3 Kasım 2020 Salı

Umut, umut neredesin???


Umut Demiştim ama nerdeeee, giderek bulmak zorlaşıyor....

Bu güzel resmi sevgili dostum Ahu Demirbaş, 1991 senesinin mart ayında İngiltere'nin Plymouth Kentinde çekmişti. O zaman Exeter'de dil okulundaydık ve hafta sonları minik gezilere giderdik. O geziden aklımda kalan bu güzel resim ve uçan balonumdur. O balon günlerce odamda durmuştu. Hayatımda ilk defa okyanus görmüştüm, derslerde okuduğumuz gelgit olayına canlı şahit olmuştum. 

O resimde aslında kendini gerçekten birey olarak bulmaya çalışan, sorumluluk almaya başlamış, dünya görüşünü geliştiren beni görüyorum. Bu resim 22 yıl çalışma odamın baş köşesinde asılı oldu. Artık evimin duvarında asılı.  Mutluluklarımı, hüzünlerimi paylaştı. Beni, bakınca mutlu etti. 

O resimde sadece yeni yeni öğrenmeye çalıştığım sorumluluklar var ama ipler hala ailemin elinde, beni korumak, okutmak, ekonomik olarak desteklemek tamamen onlara ait. Bana düşen sınavlarıma ve okul görüşmelerimi doğru yapıp, üniversiteye girmekti. Başka hiçbir şey. Tabii mahalle baskısı aman yabancı birine aşık olup gelme Türkiye'ye derdi, ne alaka ise, Allahtan yabancı birine aşık olup evlenmedim, annem kaldıramazdı. 

Babamın işinin ne durumunda olduğunu düşünmeme gerek yoktu, annemin hastalıkları ile ilgilenmek için küçüktük. Onların aklı başında olduğu için kendilerine bakabiliyorlardı. Bizim hiçbir sorumluluğumuz yoktu. Bir doğa felaketi ile karşılaşmamıştık, zaten bizi, onlar koruyacaktı. Ha 24 Ocakta Körfez Savaşı patlamıştı ama beni ilgilendirmiyordu. Babamın meselesiydi. 
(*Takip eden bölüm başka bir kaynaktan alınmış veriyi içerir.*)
PR #555, opened 2020-04-08
[FIX] Fix FiffSimulator crashes

LorenzE:
Fix crashes relating to the FiffSimulator plugin in MNE Scan introduced by initializing some pointer too late.

### DIFF
--- a/applications/mne_scan/plugins/fiffsimulator/fiffsimulatorproducer.cpp
+++ b/applications/mne_scan/plugins/fiffsimulator/fiffsimulatorproducer.cpp
@@ -146,7 +146,7 @@ void FiffSimulatorProducer::run()
     connectDataClient(m_pFiffSimulator->m_sFiffSimulatorIP);
 
     qint32 count = 0;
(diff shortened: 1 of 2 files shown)


applications/mne_scan/plugins/fiffsimulator/fiffsimulatorproducer.cpp
```diff
@@ -146,7 +146,7 @@ void FiffSimulatorProducer::run()
     connectDataClient(m_pFiffSimulator->m_sFiffSimulatorIP);
 
     qint32 count = 0;
-    while(m_pRtDataClient->state() != QTcpSocket::ConnectedState) {
+    while(!isInterruptionRequested() && m_pRtDataClient->state() != QTcpSocket::ConnectedState) {
```
juangpc, line 149: While correct, operator precedence hacking is a bit too much hack-stylee. Would suggest use of perenthesis to make explicit what is implicit by the compiler rules.

imsorryk:
mne-rt-notworking

Still seems to have an issue connecting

Hayat çok rahatmış taa ki evlenip çoluk çocuğa karıştıktan sonra, ebeveynlerim yaşlanmaya başlayıp hastalıkları, babamın abuk sabuklukları ile uğraşmak üzerine 94 ve 2001 krizi, 99 depremi, 2008 krizi, babamın kandırılıp soyulması, annemin demans olup ölmesi, kızımın hastalığı, oğlumun okul hayatında yaşadıkları, şimdi tam herşey normalleşiyor derken corona üzerine deprem. 

Beterin beteri var derler ama ben bıktım artık. 1 hayatımız var, nasıl bir iniş çıkış, çok yorucu...

Gece gene oldu ve korkum arttı. Bu gece de korkmadan uyuruz inşallah. 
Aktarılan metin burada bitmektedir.